Becoming officially reacquainted with Star Trek

It was in 2006 that Blomqvist's work truly came to the fore, when Kerr was again contacted by Mike Okuda, as CBS Digital started to run into troubles with the production of the remastered Original Series. Initially, CBS had decided to build the CGI models for the project themselves, despite the fact that several professional parties had made pitches for the commission. But due to strict release schedules, CBS was forced to rely on a third party Enterprise CGI model after all, and a candidate was sent to Kerr for evaluation by Okuda. Kerr discovered that the model was lacking in accuracy and sent his findings to Visual Effects Supervisor Niel Wray. Wray concurred, and was desperate to come up with a replacement. It was then that Kerr suggested Blomqvist's Enterprise model, a model he knew had been refined for over a decade by that time.

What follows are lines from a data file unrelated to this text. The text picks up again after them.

PR #1226, opened 2021-12-14
#877 - Added backend support for event blacklist by command

### LINKED ISSUE #877: Selectively prevent requests from being published to parent
We need to be able to prevent specific requests from being published to the parent. This should probably be a field on the Command that's able to be set at the `@command` level as well as the `@system` level.

This should be done after #777

west270:
closes #877
Added a new model for black listing commands to the database for preventing requests from corresponding commands to be sent to parent.
The requests blocked are base on the combination of namespace, system name, and command name.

It was Blomqvist's model CBS bought and used in the remastered series, or as Kerr has put it, "To put it simply, the CBS lawyers huddled, agreements were signed, and CBS Digital was free to use Petri's model." Since Blomqvist's model was based on Kerr's blueprints, it has earned them both their official credit. The quality of Blomqvist's work was a compelling reason enough for the acquisition of his other Original Series CGI models as well, as it saved valuable production time. The models CBS ultimately bought, entailed almost every other design seen in the original series run. The exceptions were the Fesarius, its companion, the Tholian ships, and all the new designs especially conceived for the remastered version, all of which constructed at CBS Digital itself. Okuda was pleased, and has expressed that, as far as he was concerned, Blomqvist's models could be used "without concern". [4] Nevertheless, the digital animators still had their work cut out for them as Blomqvist's models were constructed in the LightWave 3D software, whereas CBS Digital used the Autodesk Maya CGI software at the time, and had to translate the digital models from one format into the other, which inevitably led to some information loss. Additionally, they had to cut down on the resolution level of Blomqvist's highly detailed high-resolution models, in order to speed up computer rendering time. Still, the CGI models bought by CBS, more than enough warranted Blomqvist his official credit as "Technical Consultant". (Sci-fi & fantasy modeller, Vol. 26, p. 48-50)

Digital modeler Tobias Richter has, in more than one way, followed in Blomqvist's footsteps for the pursuant remastering-project six years later, but ironically, while Blomqvist's models had to be converted at then Maya using CBS Digital, the now LightWave using CBS Digital had likewise to convert Richter's model, as his software package of choice has been Maya. But unlike Blomqvist, Richter has received no official credit for this contribution.